Oil prices tumbled today. Overnight saw gains on the heels of China reopening hope (and optimistic IEA forecasts for 2023 demand) and then dumped it all back and then some during the US day session as macro data signaled a harder landing than so many have hoped for.
“Oil’s rally could not last after energy traders saw broad weakness across large parts of the US economy,” said Ed Moya, senior market analyst at OANDA.
“Crude-demand concerns are growing as the consumer is much weaker than expected and as the manufacturing sector is plunging.”
After last week’s utterly chaotic looking inventory data (massive builds likely due to the national ‘deep freeze’), traders are waiting for outputs to normalize somewhat, and expect this week’s data to remain noisy.

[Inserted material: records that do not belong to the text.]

PR #7644, opened 2018-03-15
Imports FtpWebRequest from CoreFX

EgorBo:
Contributes to #7682

Fixes https://bugzilla.xamarin.com/show_bug.cgi?id=12850
FtpWebRequest used to work incorrectly with sub directories.
Let's say we have a following FTP structure
```
myserver
├── file1
└── subdir
    └── file2
    └── file3
```
Old behavior:

### 1) For `ftp://myserver/subdir/` printed:
```
file2
file3
```
Expected:
```
file2
file3
```

### 2) For `ftp://myserver/subdir` printed:
```
file1
subdir
```
Expected:
```
subdir/file2
subdir/file3
```
### 3) For `ftp://myserver/subdir/file2` printed:
```
file2
file3
```
Expected:
```
file2
```

With the fix in this PR it works as expected (matches netfx and netcore behaviors).


EgorBo:
There is an issue with the hand-made ftp server we use in tests - I could not connect to it via .NET, it throws `The underlying connection was closed: The server committed a protocol violation`

mcs/class/referencesource/mscorlib/system/threading/LazyInitializer.cs
```diff
@@ -156,6 +156,40 @@ public static class LazyInitializer
             return target;
         }
 
+#if MONO
```
EgorBo: a few methods from coref'x LazyInitializer.
LazyInitializer can be switched to corefx implementation but will require a small change in corefx

mcs/class/System/System_test.dll.sources
```diff
@@ -217,7 +217,7 @@ System.Net/DnsTest.cs
 System.Net/EndPointTest.cs
 System.Net/FileWebRequestTest.cs
 System.Net/FileWebResponseTest.cs
-System.Net/FtpWebRequestTest.cs
+#System.Net/FtpWebRequestTest.cs
```
EgorBo: Old FTP tests use a simple hand-made FTP Server based on raw sockets but it's not compatible with .NET and .NET Core (both refuse to connect to it due to some protocol violations).
Instead of this test I enabled a corefx one below - tested on my local ftp server, all pass.

mcs/class/System/common_networking.sources
```diff
@@ -20,12 +20,17 @@ System.Net/AuthenticationManager.cs
 System.Net/ChunkedInputStream.cs
 System.Net/EndPointListener.cs
 System.Net/EndPointManager.cs
-System.Net/FtpAsyncResult.cs
-System.Net/FtpDataStream.cs
+
 System.Net/FtpRequestCreator.cs
```
akoeplinger: This can be replaced by FtpWebRequestCreator class in corefx/src/System.Net.Requests/src/System/Net/FtpWebRequest.cs

EgorBo: @akoeplinger thanks! However this change will require changes in machine.configs

marek-safar: That can be done with follow up commit

mcs/class/System/common_networking.sources
```diff
@@ -21,7 +21,6 @@ System.Net/ChunkedInputStream.cs
 System.Net/EndPointListener.cs
 System.Net/EndPointManager.cs
 
-System.Net/FtpRequestCreator.cs
```
akoeplinger: The file can be deleted too.

I also just saw we have FtpRequestCreator.platformnotsupported.cs for WatchOS, that will need adjustments too (probably by moving the code into the corefx FtpWebRequest.cs)

akoeplinger:
@monojenkins commit apidiff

Echoing last week’s official data, we suspect API is playing catch-up as it reports huge builds in crude and at Cushing and a Distillates draw
WTI was hovering around $79.50 before the print and slipped lower after…
“Two wild cards dominate the 2023 oil market outlook: Russia and China. This year could see oil demand rise by 1.9 mb/d to reach 101.7 mb/d, the highest ever, tightening the balances as Russian supply slows under the full impact of sanctions. China will drive nearly half this global demand growth even as the shape and speed of its reopening remains uncertain,” the IEA said.